That complaint about books and stealing personally strikes me as deeply silly even by permission culture standards. The whole point of books is to learn from them. Proper summarization already separates plagerism from original content (even if it is preferrable to provide citations). It doesn't matter how it is derived - either the end product is fair use or it is effectively unauthorized publishing from including too much source content.
We should be rejoicing at the ability to have an assistant that digests the world's libraries not worrying that someone might make a profit off of it without permission.
But we won't have an assistant that digested the world's libraries. We'll have an advertising company gatekeeping the digitally digested world's libraries.

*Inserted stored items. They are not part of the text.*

PR #1154, opened 2025-11-17
feat(mobile): add multi window support

lucasfernog:
Leverages [scenes](https://developer.apple.com/documentation/uikit/scenes) on iOS and [Activity embedding](https://developer.android.com/develop/ui/views/layout/activity-embedding) on Android.

# iOS
- Added Event::SceneRequested (on iPad the user can request a new window to be open - e.g. by long pressing the app icon and selecting "New window")
- Request new scene to be created on Window::new (if needed, main scene is detected automatically) and assign the window instance later when it gets connected

# Android
- Create new activity on Window::new (if needed, main activity is detected automatically)
- Added builder methods to determine the activity to be created
- System determines what to do with the activity (new stack, next to another one.. based on the embedding rules)

### DIFF
--- a/src/platform_impl/android/mod.rs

I think that's worth worry about. As well, if Google in their drive to monetize content that they don't own, causes the various publishers and IP owners to go on the legal attack, any other option/startup will be quickly dissuaded from building a similar, or better, assistant.
The HathiTrust is a partnership of the academic libraries involved in Google Books and other digitization efforts. They offer the Google-originated scans free to the public for works that are already in the public domain, and allow university members and research partners to access scans of books that are still under copyright.
Deliberately creating uncertainty around the copyright in ML-created works (through legislation), would be a low-key and indirect way of impeding the automation of creative work. Not that I'm advocating it.
We should be rejoicing at the ability to have an assistant that digests the world's libraries not worrying that someone might make a profit off of it without permission.